[Saved data entries]
__________

PR #3697, opened 2020-08-13
spirv-fuzz: Transformation to replace the use of an irrelevant id

### LINKED ISSUE #3503: spirv-fuzz: a transformation that replaces an "irrelevant" id with some other id of the required type

stefanomil:
A transformation that replaces the use of an irrelevant id with
another id of the same type.

The related fuzzer pass, for every use of an irrelevant id,
checks whether the id can be replaced in that use by another
id of the same type and randomly decides whether to replace
it.

Fixes #3503 .

### DIFF
--- a/source/fuzz/fuzzer.cpp
+++ b/source/fuzz/fuzzer.cpp
@@ -194,6 +194,8 @@ Fuzzer::FuzzerResultStatus Fuzzer::Run(
                                                validator_options_);
 
   // Apply some semantics-preserving passes.
+  // TODO(https://github.com/KhronosGroup/SPIRV-Tools/issues/3764): Enable
+  //  certain passes to run with a higher priority than the others.
   std::vector<std::unique_ptr<FuzzerPass>> passes;
   while (passes.empty()) {
     MaybeAddPass<FuzzerPassAddAccessChains>(
--- a/source/fuzz/fuzzer.cpp
+++ b/source/fuzz/fuzzer.cpp
@@ -67,6 +67,7 @@
 #include "source/fuzz/fuzzer_pass_replace_adds_subs_muls_with_carrying_extended.h"
 #include "source/fuzz/fuzzer_pass_replace_copy_memories_with_loads_stores.h"
 #include "source/fuzz/fuzzer_pass_replace_copy_objects_with_stores_loads.h"
+#include "source/fuzz/fuzzer_pass_replace_irrelevant_ids.h"
 #include "source/fuzz/fuzzer_pass_replace_linear_algebra_instructions.h"
 #include "source/fuzz/fuzzer_pass_replace_loads_stores_with_copy_memories.h"
 #include "source/fuzz/fuzzer_pass_replace_parameter_with_global.h"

__________

Exercise goal -
The records above are to be given again in full, word for word.

Answer to this problem -
PR #3697, opened 2020-08-13
spirv-fuzz: Transformation to replace the use of an irrelevant id

### LINKED ISSUE #3503: spirv-fuzz: a transformation that replaces an "irrelevant" id with some other id of the required type

stefanomil:
A transformation that replaces the use of an irrelevant id with
another id of the same type.

The related fuzzer pass, for every use of an irrelevant id,
checks whether the id can be replaced in that use by another
id of the same type and randomly decides whether to replace
it.

Fixes #3503 .

### DIFF
--- a/source/fuzz/fuzzer.cpp
+++ b/source/fuzz/fuzzer.cpp
@@ -194,6 +194,8 @@ Fuzzer::FuzzerResultStatus Fuzzer::Run(
                                                validator_options_);
 
   // Apply some semantics-preserving passes.
+  // TODO(https://github.com/KhronosGroup/SPIRV-Tools/issues/3764): Enable
+  //  certain passes to run with a higher priority than the others.
   std::vector<std::unique_ptr<FuzzerPass>> passes;
   while (passes.empty()) {
     MaybeAddPass<FuzzerPassAddAccessChains>(
--- a/source/fuzz/fuzzer.cpp
+++ b/source/fuzz/fuzzer.cpp
@@ -67,6 +67,7 @@
 #include "source/fuzz/fuzzer_pass_replace_adds_subs_muls_with_carrying_extended.h"
 #include "source/fuzz/fuzzer_pass_replace_copy_memories_with_loads_stores.h"
 #include "source/fuzz/fuzzer_pass_replace_copy_objects_with_stores_loads.h"
+#include "source/fuzz/fuzzer_pass_replace_irrelevant_ids.h"
 #include "source/fuzz/fuzzer_pass_replace_linear_algebra_instructions.h"
 #include "source/fuzz/fuzzer_pass_replace_loads_stores_with_copy_memories.h"
 #include "source/fuzz/fuzzer_pass_replace_parameter_with_global.h"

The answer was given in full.